_EXERCISE PROMPT:_ The response must consist of all the records, retyped exactly.

─── DATA SECTION ───

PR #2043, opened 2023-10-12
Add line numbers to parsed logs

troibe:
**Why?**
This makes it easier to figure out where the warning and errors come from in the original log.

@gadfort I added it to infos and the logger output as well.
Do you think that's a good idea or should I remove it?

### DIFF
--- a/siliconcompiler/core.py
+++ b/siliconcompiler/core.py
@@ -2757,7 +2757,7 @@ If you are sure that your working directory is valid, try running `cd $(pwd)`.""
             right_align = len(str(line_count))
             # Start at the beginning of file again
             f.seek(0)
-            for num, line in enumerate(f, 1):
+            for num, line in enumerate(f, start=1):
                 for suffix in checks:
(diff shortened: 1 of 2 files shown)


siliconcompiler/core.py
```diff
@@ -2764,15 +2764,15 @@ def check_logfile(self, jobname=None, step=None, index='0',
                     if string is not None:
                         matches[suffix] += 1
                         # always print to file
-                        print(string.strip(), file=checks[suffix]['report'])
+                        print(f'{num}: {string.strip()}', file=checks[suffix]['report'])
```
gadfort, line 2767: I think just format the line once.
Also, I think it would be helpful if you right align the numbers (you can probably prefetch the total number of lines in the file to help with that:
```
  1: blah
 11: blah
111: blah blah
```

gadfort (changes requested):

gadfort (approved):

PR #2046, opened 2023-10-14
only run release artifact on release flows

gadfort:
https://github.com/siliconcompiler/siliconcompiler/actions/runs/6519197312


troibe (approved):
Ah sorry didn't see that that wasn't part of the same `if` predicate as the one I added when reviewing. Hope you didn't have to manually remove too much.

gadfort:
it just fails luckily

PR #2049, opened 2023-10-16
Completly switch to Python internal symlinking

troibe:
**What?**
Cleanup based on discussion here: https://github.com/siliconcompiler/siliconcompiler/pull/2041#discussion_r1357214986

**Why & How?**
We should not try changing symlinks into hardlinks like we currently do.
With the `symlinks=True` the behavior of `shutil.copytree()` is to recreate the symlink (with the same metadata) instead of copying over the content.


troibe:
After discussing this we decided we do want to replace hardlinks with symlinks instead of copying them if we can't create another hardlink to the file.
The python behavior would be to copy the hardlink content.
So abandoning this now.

───

_RESULT OF THE TASK:_
PR #2043, opened 2023-10-12
Add line numbers to parsed logs

troibe:
**Why?**
This makes it easier to figure out where the warning and errors come from in the original log.

@gadfort I added it to infos and the logger output as well.
Do you think that's a good idea or should I remove it?

### DIFF
--- a/siliconcompiler/core.py
+++ b/siliconcompiler/core.py
@@ -2757,7 +2757,7 @@ If you are sure that your working directory is valid, try running `cd $(pwd)`.""
             right_align = len(str(line_count))
             # Start at the beginning of file again
             f.seek(0)
-            for num, line in enumerate(f, 1):
+            for num, line in enumerate(f, start=1):
                 for suffix in checks:
(diff shortened: 1 of 2 files shown)


siliconcompiler/core.py
```diff
@@ -2764,15 +2764,15 @@ def check_logfile(self, jobname=None, step=None, index='0',
                     if string is not None:
                         matches[suffix] += 1
                         # always print to file
-                        print(string.strip(), file=checks[suffix]['report'])
+                        print(f'{num}: {string.strip()}', file=checks[suffix]['report'])
```
gadfort, line 2767: I think just format the line once.
Also, I think it would be helpful if you right align the numbers (you can probably prefetch the total number of lines in the file to help with that:
```
  1: blah
 11: blah
111: blah blah
```

gadfort (changes requested):

gadfort (approved):

PR #2046, opened 2023-10-14
only run release artifact on release flows

gadfort:
https://github.com/siliconcompiler/siliconcompiler/actions/runs/6519197312


troibe (approved):
Ah sorry didn't see that that wasn't part of the same `if` predicate as the one I added when reviewing. Hope you didn't have to manually remove too much.

gadfort:
it just fails luckily

PR #2049, opened 2023-10-16
Completly switch to Python internal symlinking

troibe:
**What?**
Cleanup based on discussion here: https://github.com/siliconcompiler/siliconcompiler/pull/2041#discussion_r1357214986

**Why & How?**
We should not try changing symlinks into hardlinks like we currently do.
With the `symlinks=True` the behavior of `shutil.copytree()` is to recreate the symlink (with the same metadata) instead of copying over the content.


troibe:
After discussing this we decided we do want to replace hardlinks with symlinks instead of copying them if we can't create another hardlink to the file.
The python behavior would be to copy the hardlink content.
So abandoning this now.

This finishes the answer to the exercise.